On September 12, 2019, coronavirus bat sequences were deleted from the institute’s database. Why? He changed the laboratory security protocols. Why? He has filed claims for more than $ 600 million for a new ventilation system. What motivated this new need?

In January 2020, two hypotheses emerged about the origin of the new coronavirus: that it started in a bat, then infected another animal before spreading to humans in a “wet market” in Wuhan, where the wild animals are sold for meat; or that it emerged from the Wuhan lab. The story of the wet market has been encouraged by the Chinese CDC and the World Health Organization. Public health officials have argued that Covid-19 is like SARS and MERS, earlier coronaviruses that emerged from bats and spread through an intermediate animal.

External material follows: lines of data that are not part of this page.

PR #319, opened 2022-01-19
cleanup: "allocable" -> "allocated" to adapt to upstream naming convension

Huang-Wei:
Change the literal "allocable" to "allocated" so as to adapt to upstream naming convension.

Before (which doesn't read well IMO):

```go
leastAllocatableScheduler = fmt.Sprintf("%v-scheduler", string(scheconfig.MostAllocated))
```

After:

```go
mostAllocatedScheduler = fmt.Sprintf("%v-scheduler", string(scheconfig.MostAllocated))
```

But none of these viruses has ever evolved to the point that they can be transmitted effectively from human to human. There have been less than 10,000 cases of each virus in the world since the discovery of SARS in 2003 and MERS in 2012. Which virus comes out of a bat cave and infects humans by the millions? It is not biologically plausible. If on the contrary, it evolved slowly over many years in nature, how come no one knows?

One of the theories in the lab hypothesizes that SARS-CoV-2 has been manipulated or “taught” to infect humans. Imagine several viruses passed through humanized mice (transplanted with human tissue and immune cells) to test their ability to infect human tissue. Notably, SARS-CoV-2 includes a sort of cleavage site that allows its spike protein to change orientation and more easily attach to a human cell.